As I asked the last comment, did it perhaps have more pipelines to work with, or some other aspect of the hardware that allowed it to perform multiple tasks at once?
(tig)
Ignorance and prejudice and fear
Walk hand in hand
And that, folks, was the worst joke I have told this month!
I'm here all weekend. Don't forget to tip your waitress.
Does anybody else find it ironic that Sonic is now on the GameCube and GBA?
Just when you make it idiotproof, some idiot builds a better idiot.
How fitting that this article should come out, as I've been on in constant euphoria playing Sonic 3 & Knuckles for the past week.
...but I'll tell you one thing, beating the crap out of Robotnik in the Doomsday Zone as Hyper Sonic has to be the best final battle I've played in any action game of its time.
It's as I was telling a friend a couple days ago: I loved it when video game companies could increase their already vice-like grip on the market by taking a tried, tested, and true concept and adding a "Super" in front of it.

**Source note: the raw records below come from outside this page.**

PR #96, opened 2016-02-23
german translations

tamashihoshi:
Here are the very first german translations for the en_US.json file


tamashihoshi:
Nevermind! I'll make a bigger update..

PR #597, opened 2020-01-07
NPC wandering

MirceaKitsune:
Support for making an NPC randomly wander around the map. Uses pathfinding with randomly selected targets. To make your NPC move around simply use the following function:

`npc_wander npc_slug,2,4`

The first paramater is the NPC slug, the second is the frequency (how often to walk), the third is the distance the NPC may travel in one go (bigger values good for larger spaces).

A default use case is already included into the game: If you go into the maple house next to yours, you will see the professor's wife walking around the room.

### DIFF
--- a/tuxemon/core/components/event/actions/npc_wander.py
+++ b/tuxemon/core/components/event/actions/npc_wander.py
@@ -24,6 +24,7 @@ from __future__ import division
 from __future__ import print_function
 from __future__ import unicode_literals
 
+import math
 import random
 
 from tuxemon.core.components.event import get_npc
@@ -31,14 +32,15 @@ from tuxemon.core.components.event.eventaction import EventAction
 from tuxemon.core.components.map import dirs2
 
 
-def single_dir(origin, direction, tiles, collisions):
-    origin = tuple(origin) # make copy to prevent modifying the npc
-    for i in range(tiles):
-        origin_ofs = dirs2[direction]
-        if tuple(origin + origin_ofs) in collisions:
-            break
-        origin += origin_ofs
-    return origin
+# Picks a random position from the cubic area around the origin
+def pick_target(origin, tiles, collisions):
+    origins = []
+    for x in range(origin[0] - tiles, origin[0] + tiles):
+        for y in range(origin[1] - tiles, origin[1] + tiles):
+            org = (x, y)
+            if (org) not in collisions:
+                origins.append(org)
+    return random.choice(origins)
 
 
 class NpcWanderAction(EventAction):
@@ -63,35 +65,22 @@ class NpcWanderAction(EventAction):
             if npc.moving or npc.path:
                 return
 
-            # Choose a direction
-            direction_random = random.random()
-            direction = "up"
-            if direction_random > 0.75:
-                direction = "down"
-            elif direction_random > 0.5:
-                direction = "left"
-            elif direction_random > 0.25:
-                direction = "right"
-
-            # Choose a distance
-            tiles_max = 4
+            # Choose a random distance
+            tiles_max = 8
             if self.parameters.tiles:
                 tiles_max = self.parameters.tiles
-            tiles = int(round(tiles_max * random.random(), 0))
+            tiles = int(max(1, math.ceil(tiles_max * random.random())))
 
-            # Move is there's at least one tile, change direction otherwise
-            if tiles > 0:
-                parameters = [direction + " " + str(tiles)]
-                npc.pathfind((single_dir(npc.tile_pos, direction, tiles, collisions)))
-            else:
-                npc.facing = direction
+            # Pick a new location to move to
+            origin = (int(npc.tile_pos[0]), int(npc.tile_pos[1]))
+            target = pick_target(origin, tiles, collisions)
+            npc.pathfind(target)
 
         def next():
             # Check that the NPC still exists
             if npc is None:
                 return
 
-            # Issue the move command
             move()
 
             # Run this function again between time / 2 and time
@@ -99,8 +88,6 @@ class NpcWanderAction(EventAction):
             if self.parameters.time:
                 time_max = self.parameters.time
             time = min(10, max(0.1, (time_max / 2) + ((time_max / 2) * random.random())))
-
-            # Schedule the next move
             world.task(next, time)
 
         # Initialize the schedule function
--- a/tuxemon/core/components/event/actions/npc_wander.py
+++ b/tuxemon/core/components/event/actions/npc_wander.py
@@ -1,0 +1,107 @@
+# -*- coding: utf-8 -*-
+#
+# Tuxemon
+# Copyright (c) 2014-2017 William Edwards <shadowapex@gmail.com>,
+#                         Benjamin Bean <superman2k5@gmail.com>
+#
+# This file is part of Tuxemon
+#
+# This program is free software: you can redistribute it and/or modify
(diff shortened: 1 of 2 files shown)


tuxemon/core/components/event/actions/npc_wander.py
```diff
@@ -0,0 +1,94 @@
...
+
+            # Choose a random distance
+            tiles_max = 4
+            if self.parameters.tiles:
+                tiles_max = self.parameters.tiles
+            tiles = int(max(1, math.ceil(tiles_max * random.random())))
+
+            # Pick a new location to move to
+            origin = (int(npc.tile_pos[0]), int(npc.tile_pos[1]))
+            target = pick_target(origin, tiles, collisions)
```
bitcraft: `WorldState.get_exits()` will give you tiles that can be moved into

tuxemon/core/components/event/actions/npc_wander.py
```diff
@@ -0,0 +1,94 @@
...
+            npc.pathfind(target)
```
bitcraft: If possible, please use `NPC.move_one_tile()` here.  I don't think we should be using pathfind here.

tuxemon/core/components/event/actions/npc_wander.py
```diff
@@ -0,0 +1,94 @@
...
+
+        def next():
+            # Check that the NPC still exists
+            if npc is None:
+                return
+
```
bitcraft: If the npc is not moving and does not have a path, then it should quit here to prevent it from moving during dialogs, etc

tuxemon/core/components/event/actions/npc_wander.py
```diff
@@ -0,0 +1,94 @@
...
+    valid_parameters = [
+        (str, "npc_slug"),
+        (float, "frequency"),
+        (int, "tiles")
+    ]
+
+    def start(self):
+        npc = get_npc(self.game, self.parameters.npc_slug)
+        world = self.game.get_state_name("WorldState")
+        collisions = world.get_collision_map()
```
bitcraft: Try to use `WorldState.get_exits()` to avoid reinventing tile exit checking.

bitcraft:
Please see my review.  Overall looks good.  Try to use the existing logic for tile exits and don't call pathfind.

tuxemon/core/components/event/actions/npc_wander.py
```diff
@@ -0,0 +1,94 @@
...
+            if self.parameters.tiles:
+                tiles_max = self.parameters.tiles
+            tiles = int(max(1, math.ceil(tiles_max * random.random())))
+
+            # Pick a new location to move to
+            origin = (int(npc.tile_pos[0]), int(npc.tile_pos[1]))
+            target = pick_target(origin, tiles, collisions)
+            npc.pathfind(target)
+
+        def next():
```
bitcraft: next is a builtin name for python.  please rename this.

bitcraft:
I see what you are trying to do using pathfind.  Can I ask if we could instead do the following?  each time the event is called, pick a random exit (open tile) and move into it?  we are already experiencing issues with pathfinding and i would like to avoid using it.  this "single tile movement" approach will also avoid accidentally picking a random tile which the npc cannot pathfind into

MirceaKitsune:
It's a shame pathfinding can't be safely used here. Perhaps I will create a new mode with that later on, where you can give an NPC a list of locations on the map it will periodically travel between objectives. For now yeah, it feels easier to just move the NPC one tile each occurrence.

MirceaKitsune:
I noticed that get_exits doesn't really work, so I'm probably going to use the old way for now. I tried all 3 of these options, and all seem to cause the NPC to still attempt walking into a wall:

```
world = self.game.get_state_name("WorldState")
collisions = world.get_collision_map()
world.get_exits(origin)
world.get_exits(origin, collisions)
world.get_exits(origin, collisions, set())
```

tuxemon/core/components/event/actions/npc_wander.py
MirceaKitsune: Doesn't work, I tried every combination I could think of. Using `if origin not in collisions:` works perfectly however, and is just as elegant if not even more.

tuxemon/core/components/event/actions/npc_wander.py
MirceaKitsune: If the cycle ended whenever an NPC doesn't move or have a path, it would stop wandering the moment it takes a break and pauses, npc_wander would need to be called constantly to re-enable it. I'm thinking of using a special flag to mark when wandering should be suspended so they stop moving during dialogues.

tuxemon/core/components/event/actions/npc_wander.py
MirceaKitsune: Yes... objective based movement should be a different project, I'll keep that in mind for later on. Changed it to use move_one_tile which greatly simplified the code too.

tuxemon/core/components/event/actions/npc_wander.py
MirceaKitsune: `WorldState.get_exits()` doesn't work for me, I tried it in every combination I could think of and it fails to detect the collision. `if origin in collisions` works like a charm though.

MirceaKitsune:
I've fixed most of the suggestions: The ones I couldn't solve I commented on as to why. The latest commits also fix the last two obvious issues left:

1. NPC wandering is now paused while a dialog is active, to avoid the character you're talking to running around as you're speaking with them. Normally this should only be done for the NPC you're talking to, instead of freezing everyone in place... still this is a good solution for now.
2. The NPC checked for collisions with map walls, but not with the player and other NPC's. I found a simple and relatively elegant way to fix this, if there's a better one let me know.

tuxemon/core/components/event/actions/npc_wander.py
bitcraft: that approach is fine for now i think.  if you look in the NPC class there is some variable that is/was used to indicate that the NPC was supposed to wander.  i don't really want to use instance attributes like this, but its probably the best solution at the moment.

tuxemon/core/components/event/actions/npc_wander.py
bitcraft: its a matter of not duplicating code.  consider that the maps can define "one way" exits.  we don't want all the special case code in the world map to be duplicated here.  i agree that `if origin not in collisions` is pretty, but its not the best solution and you should be using the existing mechanisms we have.  as i understand it, you are now doing the "one tile at a time" movement, so please do not re-implement functions we already have in use for the world map.

MirceaKitsune: I don't mind either way. The only issue is that get_exits isn't working for some reason. Please see my recent comment in the main discussion about that, I tried various combinations and they all fail to detect collisions. Maybe another bug?

tuxemon/core/components/event/actions/npc_wander.py
```diff
@@ -0,0 +1,84 @@
...
+from __future__ import division
+from __future__ import print_function
+from __future__ import unicode_literals
+
+import math
+import random
+
+from tuxemon.core.components.event import get_npc
+from tuxemon.core.components.event.eventaction import EventAction
+from tuxemon.core.components.map import dirs2
```
bitcraft: no longer needed

PR #609, opened 2020-01-18
Extra monster and battle info

MirceaKitsune:
Adds 3 features that allow mappers to make better use of monster and battle data. I'm planning to use such checks in my game / mod and wanted to suggest this in preparation. What it changes:

- The combat state now records the relevant properties of the last monster you've battled using game variables: Name, level, slug, category, shape. They're primarily intended for random battles, to be used both in conditional checks as well as NPC dialogues (eg: A man standing near the patch of grass watching you fight can say "wow Player, I can't believe you defeated a ${{battle_last_monster_level}} especially a ${{battle_last_monster_slug}}!")
- Monster category and shape can now be translated as well for dialogues.
- A conditional to check similar properties for the player's monster on a specific slot was added, allowing certain events to execute if a given Tuxemon matches an expectation. For example: If you want an event to run only if the monster in the first slot is tiny_bat you can now use the syntax: `cond1: monster_property 0 category tiny_bat`

### DIFF
--- a/tuxemon/core/event/conditions/monster_property.py
+++ b/tuxemon/core/event/conditions/monster_property.py
@@ -1,0 +1,65 @@
+# -*- coding: utf-8 -*-
+#
+# Tuxemon
+# Copyright (c) 2014-2017 William Edwards <shadowapex@gmail.com>,
+#                         Benjamin Bean <superman2k5@gmail.com>
+#
+# This file is part of Tuxemon
+#
+# This program is free software: you can redistribute it and/or modify
+# it under the terms of the GNU General Public License as published by
+# the Free Software Foundation, either version 3 of the License, or
+# (at your option) any later version.
+#
+# This program is distributed in the hope that it will be useful,
+# but WITHOUT ANY WARRANTY; without even the implied warranty of
+# MERCHANTABILITY or FITNESS FOR A PARTICULAR PURPOSE.  See the
+# GNU General Public License for more details.
+#
+# You should have received a copy of the GNU General Public License
+# along with this program. If not, see <http://www.gnu.org/licenses/>.
+#
+from __future__ import absolute_import
+from __future__ import division
+from __future__ import print_function
+from __future__ import unicode_literals
+
+from tuxemon.core.event.eventcondition import EventCondition
+
+
+class MonsterPropertyCondition(EventCondition):
+    """ Checks to see if a monster has a given property
+    """
+    name = "monster_property"
+
+    def test(self, game, condition):
+        """Checks to see if a monster has a given property
+
+        :param game: The main game object that contains all the game's variables.
+        :param condition: A dictionary of condition details. See :py:func:`core.map.Map.loadevents`
+            for the format of the dictionary.
+
+        :type game: core.control.Control
+        :type condition: Dictionary
+
+        :rtype: Boolean
+        :returns: True or False
+
+        """
+        slot = condition.parameters[0]
+        prop = condition.parameters[1]
+        val = condition.parameters[2]
+        monster = game.player1.monsters[slot]
+
+        if prop == "name":
+            return monster.name == val
+        elif prop == "level":
+            return str(monster.level) == val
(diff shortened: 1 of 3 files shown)


tuxemon/core/event/conditions/monster_property.py
```diff
@@ -0,0 +1,70 @@
...
+            return False
+
+        monster = game.player1.monsters[slot]
+        if prop == "name":
+            return monster.name == val
+        elif prop == "level":
+            return str(monster.level) == val
+        elif prop == "level_reached":
+            return monster.level >= int(val)
+        elif prop == "type":
```
bitcraft: should we use type here?  seems confusing if a monster can be "water type", etc.  perhaps we need another name, such as "prototype", "lineage", something like that.

tuxemon/core/states/combat/combat.py
```diff
@@ -304,8 +313,10 @@ def transition_phase(self, phase):
             # TODO: proper match check, etc
             # This assumes that player[0] is the human playing in single player
             if self.remaining_players[0] == self.players[0]:
+                self.players[0].game_variables['battle_last_won'] = 'true'
```
bitcraft: what happens if you run from the battle?  this value should be cleared at the beginning of a battle.

MirceaKitsune: I mainly went with that name to mirror the existing name in the locale string translation.

https://github.com/Tuxemon/Tuxemon/blob/development/tuxemon/core/locale.py#L304

bitcraft: fair enough.  i think you meant to reply to my other comment?

tuxemon/core/event/conditions/monster_property.py
MirceaKitsune: I mainly went with that name to mirror the existing name in the locale string translation, as it would likely be best to keep all of them identical whenever possible.

https://github.com/Tuxemon/Tuxemon/blob/development/tuxemon/core/locale.py#L304

tuxemon/core/states/combat/combat.py
MirceaKitsune: I didn't think of that. The values are replaced and recorded when any battle starts, so it's essentially the name of the last monster you met.

What if instead I changed the battle_last_won variable to have 3 values: Won, lost, ran? That way it will still record the last monster you encountered, but at the same time what happened when you met them... an NPC can then poke fun of you for seeing you run away from said monster.

MirceaKitsune: Yes, sorry about that: I moved my comment above on its line.

MirceaKitsune:
Renamed battle_last_won to battle_last_status, now used to record exactly how your last random encounter ended. The values can be "won", "lost", "draw", "ran".

tuxemon/core/states/combat/combat.py
bitcraft: "last_battle_result" seems fine to me.  possible values are lost, ran, won.  are there draw matches?

tuxemon/core/event/conditions/monster_property.py
bitcraft: sounds good

tuxemon/core/states/combat/combat.py
bitcraft: very minor, please rename "last_battle_status" to "last_battle_result"

MirceaKitsune: There is a draw match phase. It might be used or could be in the future, so it's not a bad idea to add a scenario for that as well.

MirceaKitsune: Renamed it to battle_last_result. I'd rather keep the battle_ prefix, as such variables might be used for other things in the future and this keeps them cleanly organized.

bitcraft:
cool looks good.  any more changes?

MirceaKitsune:
It's fine as it is for me, your inputs were the last ones.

"Hey kids, Sonic is pretty fuh, huh?"
"Sure, I guess...it's a little old now."
"Oh, really? Uh,...well...did I mention Sonic...uh,...can be Super Sonic, now?"
"Wow!!!"
Of course, when that got old, just change "Super" to "Hyper" (or, alternatively/additionally, throw in a "Turbo", "Ultra", "Mega", or perhaps "Neo").
Sure, it's the same old formula: Make the Chaos Emeralds into SUPER Chaos Emeralds, then instead of Sonic going SUPER Sonic, he goes HYPER Sonic...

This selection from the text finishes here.